步骤 1：基于 torch 导出机制，从即时模式（eager）模型中捕获 FX 图。
步骤 2：基于捕获的 FX 图应用量化流程，包括定义特定后端的量化器、生成带有观察器的准备模型、执行准备模型的校准或量化感知训练，以及将准备模型转换为量化模型。
步骤 3：使用 API torch.compile 将量化模型降低到 inductor 中。

这个流程的高级架构可能如下所示

float_model(Python)                          Example Input
    \                                              /
     \                                            /
—--------------------------------------------------------
|                         export                       |
—--------------------------------------------------------
                            |
                    FX Graph in ATen
                            |            X86InductorQuantizer
                            |                 /
—--------------------------------------------------------
|                      prepare_pt2e                     |
|                           |                           |
|                     Calibrate/Train                   |
|                           |                           |
|                      convert_pt2e                     |
—--------------------------------------------------------
                            |
                     Quantized Model
                            |
—--------------------------------------------------------
|                    Lower into Inductor                |
—--------------------------------------------------------
                            |
                         Inductor

结合 PyTorch 2 导出和 TorchInductor 的量化，我们通过新的量化前端获得了灵活性和生产力，并通过编译器后端获得了出色的开箱即用性能。尤其是在 Intel 第四代 (SPR) Xeon 处理器上，可以通过利用高级矩阵扩展功能进一步提升模型性能。

训练后量化¶

现在，我们将通过一个分步教程，向您展示如何将它与 torchvision resnet18 模型一起用于训练后量化。

1. 捕获 FX 图¶

我们将首先执行必要的导入，从即时模式（eager）模块中捕获 FX 图。

import torch
import torchvision.models as models
import copy
from torchao.quantization.pt2e.quantize_pt2e import prepare_pt2e, convert_pt2e
import torchao.quantization.pt2e.quantizer.x86_inductor_quantizer as xiq
from torchao.quantization.pt2e.quantizer.x86_inductor_quantizer import X86InductorQuantizer
from torch.export import export

# Create the Eager Model
model_name = "resnet18"
model = models.__dict__[model_name](pretrained=True)

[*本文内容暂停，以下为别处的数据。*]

PR #2095, opened 2018-09-06
Raise error if puma version is lower than 3.8.0

hieuk09:
As discuss in https://github.com/teamcapybara/capybara/pull/2094, since `capybara` doesn't support `puma` version lower than 3.8.0, raising an error in that case could help people identify this problem.

### DIFF
--- a/lib/capybara.rb
+++ b/lib/capybara.rb
@@ -448,6 +448,10 @@ Capybara.register_server :puma do |app, port, host, **options|
     require 'rack/handler/puma'
   rescue LoadError
     raise LoadError, 'Capybara is unable to load `puma` for its server, please add `puma` to your project or specify a different server via something like `Capybara.server = :webrick`.'
+  else
+    unless Rack::Handler::Puma.respond_to?(:config)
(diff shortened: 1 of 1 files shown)


lib/capybara.rb
```diff
@@ -453,7 +453,12 @@ module Selenium; end
   # Therefore construct and run the Server instance ourselves.
   # Rack::Handler::Puma.run(app, { Host: host, Port: port, Threads: "0:4", workers: 0, daemon: false }.merge(options))
 
-  conf = Rack::Handler::Puma.config(app, { Host: host, Port: port, Threads: '0:4', workers: 0, daemon: false }.merge(options))
+  conf = if Rack::Handler::Puma.respond_to?(:config)
+    Rack::Handler::Puma.config(app, { Host: host, Port: port, Threads: '0:4', workers: 0, daemon: false }.merge(options))
+  else
+    raise LoadError, 'Capybara requires `puma` version 3.8.0 or higher, please upgrade `puma` or register and specify your own server block'
```
twalpole: Could you please do this in an `else` added to the begin/rescue above so all puma viability checking is kept to the one section.

twalpole:
Thanks -- LGTM -- will merge once tests are finished.

Issue #2098, opened 2018-09-11
Drag and drop tests stop working in 3.6.0+


pbougie:
Capybara Version: 3.6.0
Driver Version: ChromeDriver 2.41.578706
Chrome Version: 69.0.3497.81

I have various drag and drop tests that work fine in version 3.5.1. They simply stop working when Capybara is upgraded to versions 3.6.0, 3.7.0, or 3.7.1.

What has changed? I can't seem to find much information about it.

twalpole:
Prior to 3.6.0 all that was generated for drag/drop was mousedown, mousemove, mouseup, in 3.6.0+ Capybara generates HTML5 native drag and drop events for Chrome - https://github.com/teamcapybara/capybara/commit/0538cb6688c2182995ba6beeac1384a78499263f if the element has the HTML5 `draggable` attribute set to "true".  It passes the tests in the Capybara suite for HTML5 drag and drop but it's possible it's missing something - what does your drag and drop use/require and what does the element you're dragging look like?

pbougie:
I'm dragging `<a>` elements into `<td>` elements using the Dragula JS library. I am not using the HTML5 `draggable` attribute.

Also just tried Firefox Nightly with the same results.

twalpole:
Below is a small ruby snippet that shows drag/drop working on the dragula example site, so if we can figure out what the difference between your usage and the dragula example is it would help narrow this down

```
require "capybara/dsl"
require 'selenium/webdriver'

sess = Capybara::Session.new(:selenium_chrome)
sess.visit('https://bevacqua.github.io/dragula/')
src = sess.first('#left-defaults > div')
dest = sess.first('#right-defaults > div')
src.drag_to dest
sleep 15 # keep session open so we can see it has dragged

```

pbougie:
Unfortunately, it's not publicly accessible. I'll try to put something together to reproduce the problem. Thanks.

twalpole:
After thinking about this for a while - I know why it's happening.  Images and links (the <a> elements you're dragging) default to having the HTML5 `draggable="true" `.  A workaround would be to add a `draggable="false"` attribute to all the elements you're dragging using dragula until we can fix this.  I guess I need to figure out how to tell whether another library is handling dragging -- hmmmm.

twalpole:
The `draggable="false"` workaround won't work due to a bug in Selenium treating `draggable` it as a boolean attribute rather than the enumerated attribute that it is

pbougie:
[...]

PR #2099, opened 2018-09-11
Only enable HTML5 dragging if default is not prevented on the mousedown event

twalpole:
This attempts to fix Issue #2098.  The issue is caused by the fact some elements (images and links) default to HML5 draggle = true.  Because of this we need to only generate HTML5 drag and drop events when the original mousedown event is not defaultPrevented.


twalpole:
Already merged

# Set the model to eval mode
model = model.eval()

# Create the data, using the dummy data here as an example
traced_bs = 50
x = torch.randn(traced_bs, 3, 224, 224).contiguous(memory_format=torch.channels_last)
example_inputs = (x,)

# Capture the FX Graph to be quantized
with torch.no_grad():
    # Note: requires torch >= 2.6
    exported_model = export(
        model,
        example_inputs
    ).module()

接下来，我们将对 FX Module 进行量化。

2. 应用量化¶

捕获要量化的 FX Module 后，我们将导入 X86 CPU 的后端量化器，并配置如何量化模型。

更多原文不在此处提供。